### TASK DESCRIPTION:
Across the data below, in how many lines does the word "opened" appear? Give only the number.

[Dataset entries]
Content starts

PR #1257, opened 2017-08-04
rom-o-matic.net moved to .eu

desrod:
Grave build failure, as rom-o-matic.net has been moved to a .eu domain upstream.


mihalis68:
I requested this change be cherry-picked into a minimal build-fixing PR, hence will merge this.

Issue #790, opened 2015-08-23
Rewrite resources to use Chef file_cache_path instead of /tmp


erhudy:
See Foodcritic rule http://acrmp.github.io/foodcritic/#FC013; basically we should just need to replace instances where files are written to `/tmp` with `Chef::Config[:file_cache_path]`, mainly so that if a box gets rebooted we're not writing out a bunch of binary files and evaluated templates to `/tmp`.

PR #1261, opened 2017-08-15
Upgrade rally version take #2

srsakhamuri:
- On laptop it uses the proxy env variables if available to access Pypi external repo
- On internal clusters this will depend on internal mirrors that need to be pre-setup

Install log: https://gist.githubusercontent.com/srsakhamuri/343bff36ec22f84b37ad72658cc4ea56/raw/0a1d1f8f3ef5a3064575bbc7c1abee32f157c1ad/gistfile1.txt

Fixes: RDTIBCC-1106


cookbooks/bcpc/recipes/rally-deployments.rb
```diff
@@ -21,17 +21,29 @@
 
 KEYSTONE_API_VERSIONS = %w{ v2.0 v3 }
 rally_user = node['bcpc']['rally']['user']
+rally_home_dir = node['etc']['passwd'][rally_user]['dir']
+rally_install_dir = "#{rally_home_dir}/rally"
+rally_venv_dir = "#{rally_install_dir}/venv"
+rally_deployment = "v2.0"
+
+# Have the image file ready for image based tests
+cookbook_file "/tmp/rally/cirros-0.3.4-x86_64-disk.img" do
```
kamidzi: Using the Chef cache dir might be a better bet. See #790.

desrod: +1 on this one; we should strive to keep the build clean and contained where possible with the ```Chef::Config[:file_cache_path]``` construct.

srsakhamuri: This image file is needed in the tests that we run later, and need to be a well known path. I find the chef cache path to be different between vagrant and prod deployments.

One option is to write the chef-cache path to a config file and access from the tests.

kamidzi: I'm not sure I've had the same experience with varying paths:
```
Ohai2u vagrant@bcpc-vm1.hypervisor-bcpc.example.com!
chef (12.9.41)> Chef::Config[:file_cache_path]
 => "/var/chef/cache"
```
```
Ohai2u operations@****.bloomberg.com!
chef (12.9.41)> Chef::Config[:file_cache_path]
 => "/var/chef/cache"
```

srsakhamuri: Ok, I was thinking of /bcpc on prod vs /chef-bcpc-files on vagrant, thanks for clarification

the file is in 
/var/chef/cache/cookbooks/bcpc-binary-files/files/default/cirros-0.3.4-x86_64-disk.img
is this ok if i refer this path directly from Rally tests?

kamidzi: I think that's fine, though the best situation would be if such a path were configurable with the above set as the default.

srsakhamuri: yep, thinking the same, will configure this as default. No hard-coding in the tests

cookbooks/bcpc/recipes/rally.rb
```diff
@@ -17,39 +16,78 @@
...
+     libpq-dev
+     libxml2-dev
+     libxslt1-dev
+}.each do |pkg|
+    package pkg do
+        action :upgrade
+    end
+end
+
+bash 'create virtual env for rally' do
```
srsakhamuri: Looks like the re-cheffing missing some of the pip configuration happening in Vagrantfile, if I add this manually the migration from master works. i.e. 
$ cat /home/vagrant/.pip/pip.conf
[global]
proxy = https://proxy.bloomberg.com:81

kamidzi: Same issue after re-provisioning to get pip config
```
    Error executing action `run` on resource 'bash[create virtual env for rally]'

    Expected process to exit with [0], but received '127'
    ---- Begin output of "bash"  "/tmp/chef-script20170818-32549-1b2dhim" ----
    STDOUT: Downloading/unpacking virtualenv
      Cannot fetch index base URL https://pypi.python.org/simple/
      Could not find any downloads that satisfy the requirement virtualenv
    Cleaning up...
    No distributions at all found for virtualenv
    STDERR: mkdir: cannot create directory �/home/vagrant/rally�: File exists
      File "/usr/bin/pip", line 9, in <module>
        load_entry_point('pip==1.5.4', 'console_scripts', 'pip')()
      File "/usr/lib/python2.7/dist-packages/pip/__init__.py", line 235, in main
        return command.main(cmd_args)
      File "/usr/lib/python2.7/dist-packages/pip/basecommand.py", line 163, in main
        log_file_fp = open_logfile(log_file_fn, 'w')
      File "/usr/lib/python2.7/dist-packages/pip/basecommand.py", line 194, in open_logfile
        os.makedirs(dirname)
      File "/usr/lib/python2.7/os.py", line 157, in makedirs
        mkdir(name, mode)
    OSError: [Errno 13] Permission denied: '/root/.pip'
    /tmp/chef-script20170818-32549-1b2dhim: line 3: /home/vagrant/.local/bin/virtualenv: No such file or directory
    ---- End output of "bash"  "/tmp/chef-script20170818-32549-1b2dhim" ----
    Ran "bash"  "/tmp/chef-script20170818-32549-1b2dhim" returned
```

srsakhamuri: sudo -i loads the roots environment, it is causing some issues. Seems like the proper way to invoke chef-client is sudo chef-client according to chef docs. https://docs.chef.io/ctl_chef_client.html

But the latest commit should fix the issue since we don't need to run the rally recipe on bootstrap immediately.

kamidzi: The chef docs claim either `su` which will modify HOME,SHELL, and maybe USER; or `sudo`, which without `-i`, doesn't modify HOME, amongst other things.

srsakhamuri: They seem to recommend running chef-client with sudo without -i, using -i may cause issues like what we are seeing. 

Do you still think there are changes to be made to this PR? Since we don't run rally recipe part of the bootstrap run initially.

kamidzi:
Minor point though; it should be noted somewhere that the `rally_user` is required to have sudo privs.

Content ends
Content starts

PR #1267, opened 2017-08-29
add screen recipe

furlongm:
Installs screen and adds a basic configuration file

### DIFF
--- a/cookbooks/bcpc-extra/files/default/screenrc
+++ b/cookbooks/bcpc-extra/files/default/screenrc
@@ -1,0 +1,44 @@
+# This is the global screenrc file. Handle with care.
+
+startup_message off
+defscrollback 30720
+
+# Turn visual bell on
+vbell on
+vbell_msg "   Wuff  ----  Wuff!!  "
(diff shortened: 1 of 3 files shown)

Content ends

### EXPECTED ANSWER:
4